What Brought You Here? - milancurcic
https://milancurcic.com/2019/09/28/what-brought-you-here.html
======
DoreenMichele
When I applied to a major university at age 17, I put down two potential
majors. One was Geology.

I didn't attend that university. I went for two years to a local college and
didn't bother to declare a major the first year. The second year, I declared
as a History major because I was taking a lot of history classes and my
counselor was in the history department. It let me keep the same counselor.
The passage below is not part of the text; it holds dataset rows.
Issue #513, opened 2018-10-08
9438-returns: call of overloaded ‘ignore_unused_variable_warning(...)’ is ambiguous


Magnati:
Hello dear team of Boostorg.

First, I am not sure wheter this is the right repository to post this issue, if not, I will grandly repost it somewhere else.

The error is pretty much the same as in the closed issue [#9438](https://svn.boost.org/trac10/ticket/9438#no1) and I am not sure why it reappeared.

- OS: Ubuntu 18.04 Bionic Beaver
- clang: 6.0
- lemon: 1.3.1
- boost: happened under 1.63 and  was reproduced with boost 1.68

```c++
#include <boost/geometry.hpp>
#include <lemon/list_graph.h>

namespace bg = boost::geometry;
namespace bgi = boost::geometry::index;

using Point = boost::geometry::model::point<double, 2, bg::cs::cartesian>;
using Graph = lemon::ListDigraph;
using Node = lemon::ListDigraph::Node;
typedef std::pair<Point, Node> Pair;
using BoostRTree = bgi::rtree<Pair, bgi::quadratic<16>>;
using BoostQueryResult = std::vector<Pair>;

int main()
{
	Point one = Point(10, 51);
	Point two = Point(10, 51);
	BoostRTree rtreePair = BoostRTree();
	Graph graph;
	Node dummy1 = graph.addNode();
	Node dummy2 = graph.addNode();

	rtreePair.insert(std::make_pair(one, dummy1));	
	return 0;
}

```

mloskot:
FYI, a `lemon`-stripped version of your example:

```
#include <boost/geometry.hpp>

namespace bg = boost::geometry;
namespace bgi = boost::geometry::index;

using Point = boost::geometry::model::point<double, 2, bg::cs::cartesian>;
struct Node {};
struct Graph { Node addNode() { return Node(); } };
typedef std::pair<Point, Node> Pair;
using BoostRTree = bgi::rtree<Pair, bgi::quadratic<16>>;
using BoostQueryResult = std::vector<Pair>;

int main()
{
    Point one = Point(10, 51);
    Point two = Point(10, 51);
    BoostRTree rtreePair = BoostRTree();
    Graph graph;
    Node dummy1 = graph.addNode();
    Node dummy2 = graph.addNode();

    rtreePair.insert(std::make_pair(one, dummy1));	
    return 0;
}
```

[...]

PR #514, opened 2018-10-12
Replace boost::ignore_unused_variable_warning with boost::ignore_unused

mloskot:
The former is provided by Boost.ConceptCheck.
The latter is an improved equivalent provided by Boost.Core.

Related to #513

### DIFF
--- a/doc/src/examples/algorithms/create_svg_overlay.hpp
+++ b/doc/src/examples/algorithms/create_svg_overlay.hpp
@@ -14,6 +14,7 @@
 #include <fstream>
 
 #include <boost/foreach.hpp>
+#include <boost/core/ignore_unused.hpp>
 #include <boost/algorithm/string.hpp>
 
 #if defined(HAVE_SVG)
@@ -45,10 +46,7 @@ void create_svg(std::string const& filename, Geometry const& a, Geometry const& 
                     "fill:rgb(0,0,0);font-family:Arial;font-size:10px");
     }
 #else
-    boost::ignore_unused_variable_warning(filename);
-    boost::ignore_unused_variable_warning(a);
-    boost::ignore_unused_variable_warning(b);
-    boost::ignore_unused_variable_warning(range);
+    boost::ignore_unused(filename, a, b, range);
 #endif
 }
 
--- a/include/boost/geometry/algorithms/detail/overlay/get_turn_info_for_endpoint.hpp
+++ b/include/boost/geometry/algorithms/detail/overlay/get_turn_info_for_endpoint.hpp
@@ -14,6 +14,7 @@
 #ifndef BOOST_GEOMETRY_ALGORITHMS_DETAIL_OVERLAY_GET_TURN_INFO_FOR_ENDPOINT_HPP
 #define BOOST_GEOMETRY_ALGORITHMS_DETAIL_OVERLAY_GET_TURN_INFO_FOR_ENDPOINT_HPP
 
+#include <boost/core/ignore_unused.hpp>
 #include <boost/geometry/core/assert.hpp>
 #include <boost/geometry/algorithms/detail/overlay/get_turn_info.hpp>
 #include <boost/geometry/policies/robustness/no_rescale_policy.hpp>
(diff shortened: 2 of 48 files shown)


doc/src/examples/algorithms/create_svg_overlay.hpp
```diff
@@ -45,10 +46,10 @@ void create_svg(std::string const& filename, Geometry const& a, Geometry const&
...
     }
 #else
-    boost::ignore_unused_variable_warning(filename);
-    boost::ignore_unused_variable_warning(a);
-    boost::ignore_unused_variable_warning(b);
-    boost::ignore_unused_variable_warning(range);
+    boost::ignore_unused(filename);
+    boost::ignore_unused(a);
+    boost::ignore_unused(b);
+    boost::ignore_unused(range);
```
awulkiew: This could be:

        boost::ignore_unused(filename, a, b, range);

What is the intention in using one call per variable? E.g. do you think it is clearer this way?

mloskot: @awulkiew Good point. I've updated the commit.

include/boost/geometry/algorithms/detail/overlay/get_turn_info_for_endpoint.hpp
```diff
@@ -402,10 +403,7 @@ struct get_turn_info_for_endpoint
     {
         typedef typename cs_tag<typename TurnInfo::point_type>::type cs_tag;
 
-        boost::ignore_unused_variable_warning(i2);
-        boost::ignore_unused_variable_warning(j2);
-        boost::ignore_unused_variable_warning(ip_index);
-        boost::ignore_unused_variable_warning(tp_model);
+        boost::ignore_unused(i2, j2, (ip_index, tp_model);
```
awulkiew: oops.

include/boost/geometry/geometries/concepts/polygon_concept.hpp
```diff
@@ -65,12 +66,12 @@ class Polygon
...
-            boost::ignore_unused_variable_warning(ce);
-            boost::ignore_unused_variable_warning(ci);
-            boost::ignore_unused_variable_warning(poly);
-            boost::ignore_unused_variable_warning(cpoly);
+            boost::ignore_unused(e);
+            boost::ignore_unused(i);
+            boost::ignore_unused(ce);
+            boost::ignore_unused(ci);
+            boost::ignore_unused(poly);
+            boost::ignore_unused(cpoly);
```
awulkiew: One function call.

include/boost/geometry/geometries/concepts/polygon_concept.hpp
```diff
@@ -115,9 +116,9 @@ class ConstPolygon
             ring_const_type ce = traits::exterior_ring<const_polygon_type>::get(*cpoly);
             interior_const_type ci = traits::interior_rings<const_polygon_type>::get(*cpoly);
 
-            boost::ignore_unused_variable_warning(ce);
-            boost::ignore_unused_variable_warning(ci);
-            boost::ignore_unused_variable_warning(cpoly);
+            boost::ignore_unused(ce);
+            boost::ignore_unused(ci);
+            boost::ignore_unused(cpoly);
```
awulkiew: One function call.

include/boost/geometry/algorithms/detail/overlay/get_turn_info_for_endpoint.hpp
mloskot: oops, thanks!

include/boost/geometry/geometries/concepts/polygon_concept.hpp
mloskot: I skipped those as the list of argument is quite long

```
#ifdef BOOST_NO_CXX11_VARIADIC_TEMPLATES
            boost::ignore_unused(e, i, ce, ci, poly, cpoly);
#else
            boost::ignore_unused(e, i, ce, ci);
            boost::ignore_unused(poly, cpoly);
#endif
```

I'll replace with two calls

awulkiew: Right, the emulation supports up to 5 arguments right now. So it's ok to call twice. I'd remove `#ifdef` because it needlessly complicates the code. With it it's 6 lines, the same number of lines as if you called once per variable.

mloskot: Yes, it's called twice now. The PR has been updated.

awulkiew: Actually, this is the last place where one function could be called. Two calls we're talking about are above.

mloskot: Yes, it's fixed.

I dropped out in part because I knew two people with substantial amounts of
college who were delivering newspapers. One was living with his mother. One
was financially dependent upon his wife.

I figured I could deliver newspapers for a living without a pile of student
loans and my quality of life would be higher without the student loans. I
decided I would return to college if I ever had any idea what I wanted to do
with a degree.

I eventually decided I wanted to be an urban planner, which was a good reason
to go back to school. Most urban planning programs are Masters degrees. You
typically have a Bachelor's in something else.

I decided to pursue a Bachelor's in Environmental Resource Management as
background. I felt I needed to understand the underlying natural environment
in order to do good things with the built environment.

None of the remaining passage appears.